In response, a group of NWU students and workers reacted strongly, writing in an open letter that ""We are not surprised that you and other white Afrikaner neo-colonialist academics are not in favour of Prof Kgwadi’s transformational agenda and plan to deracialise Pukke."

==Executive Director FW de Klerk Foundation==

Eloff was appointed as Executive Director of the Foundation on 1 July 2016. FW de Klerk was a former president of South Africa, a former leader of the Nationalist Party (the party who instituted the policy of Grand Apartheid), a former Chancellor of the Potchefstroom University for Christian Higher Education. He was also a Nobel Peace Prize winner. De Klerk founded the Foundation to:
- Promote the South Africa Constitution, and support the Bill of Rights. These two together with the rule of law are executed through the Centre for Constitutional Rights.
- Work to obtain unity in diversity through the Centre for Unity in Diversity.
- It also supports children with disadvantages and disabilities by means of charitable support.

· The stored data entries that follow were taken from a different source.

PR #97, opened 2021-09-27
Add contrib/kernel-install/91-sbctl.install

eNV25:
Add contrib/kernel-install/91-sbctl.install for [kernel-install(8)](https://man.archlinux.org/man/kernel-install.8).

It will sign the kernel when installed and remove it when removed using kernel-install.

This file should be installed be installed to `/usr/lib/kernel/install.d/91-sbctl.install` by a package, or to `/etc/kernel/install.d/91-sbctl.install` by the user.


Foxboron:
@ericonr Mind reviewing this kernel-install hook :)?

eNV25:
Are you sure it should be added to the Makefile? The pacman hook is not there.

Foxboron:
Hmm, true. Just make an install entry like with the completions and don't add it to the completion task. Still easier then having to remember the install line :)

Foxboron:
If you don't want to respect `PREFIX` you need to use `$(DESTDIR)/usr/share/`. Feel free to fix up the install target in sbctl as well :)

eNV25:
```
.PHONY: completion
completion:
	./sbctl completion bash | install -Dm644 /dev/stdin "$(DESTDIR)$(SHRDIR)/bash-completion/completions/sbctl"
	./sbctl completion zsh | install -Dm644 /dev/stdin "$(DESTDIR)$(SHRDIR)/usr/share/zsh/site-functions/_sbctl"
	./sbctl completion fish | install -Dm644 /dev/stdin "$(DESTDIR)$(SHRDIR)/usr/share/fish/vendor_completions.d/sbctl.fish"
```

eNV25:
Also the PKGBUILD for the AUR and community repo should be revised since the completions are installed in the `install` target. Currently they are installed separately.

PR #104, opened 2021-10-24
Ignore EOF errors in CheckMSDos

### LINKED ISSUE #96: verify does not show all EFI binaries
`sbclt verify` does not show all EFI binaries. Notable missing ones are:

- _/boot/EFI/systemd/systemd-bootx64.efi_
- _/boot/EFI/arch/fwupdx64.efi_

After signing these files, they show up on `sbctl verify` (as they are stored in the database now, I assume).

Note that the ESP is mounted to /boot.

Tested with sbctl version 0.6-1

silkeh:
CheckMSDos attempts to read the first two bytes of a file to determine
if it is an MS-DOS executable. If a file (for whatever reason) is shorter,
attempting to read this will result in an `io.EOF` error.

The error can be safely ignore because such an error indicates that the file
could be read successfully, it just doesn't contain enough bytes.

==Controversy at the FW de Klerk Foundation==

In February 2020 the FW de Klerk Foundation was widely condemned when Mr. de Klerk said in an interview with the BBC that apartheid was not a crime against humanity. In a statement defending this view, the FW de Klerk Foundation argued on 14 February 2020 that describing apartheid as a crime against humanity was simply "an agitprop project initiated by the Soviet Union". The Foundation and Mr. de Klerk later apologised after a furore broke out. Eloff stated after this that "I don't believe there will be a change in leadership at the foundation". However, Eloff resigned from the Foundation' Board of Trustees on 30 April 2020.

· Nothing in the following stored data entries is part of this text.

PR #199, opened 2017-03-19
Add failing test for negative .gitignore rules

JonnyBurger:
This test demonstrates the bug that negative entries in `.gitignore` now get linted even if we don't include them in the list of files we want linted.

See: https://github.com/sindresorhus/xo/pull/195#issuecomment-287563834


JonnyBurger:
Stumbled upon another issue, a test on Windows is not actually working:

```js
test('ignore files in .gitignore', async t => {
	const cwd = path.join(__dirname, 'fixtures/gitignore');

	try {
		const result = await execa('../../../cli.js', ['--no-local'], {cwd});
	} catch (err) {
		t.is(err.stdout.indexOf('foo.js'), -1);
		t.true(err.stdout.indexOf('bar.js') !== -1);
	}
        // No error gets thrown, therefore the test passes even though it shouldn't.
});
```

==Controversy over COVID-19 in South Africa==

Eloff voiced his strong opposition against the lockdown measures instituted by the South African government in order to stem the spread of COVID-19 in the country. As reported on 22 April 2020, Eloff called on the South African government "don't extend lockdown even for another day", despite the country having one of the highest incidences of the pandemic in the world. On 16 July 2020, it was reported that Eloff tested positive for COVID-19. South Africa was one of the world's worst COVID-19 affected countries, with 796,500 confirmed cases by the first week of December 2020.

==Personal life==

Eloff is married to Suzette van der Westhuizen. He has two daughters and three granddaughters.

==Award==

He was awarded an Honorary Doctorate of Law, by the London South Bank University, UK in 2008.

==Book==

He wrote a book called Wat Nou, Suid-Afrika?", later translated as Turning Point about how to create the society that we want. He based this on what he has learned through the Dakar Conference to being the Vice–Chancellor of the PUK, up to being involved in the FW de Klerk Foundation.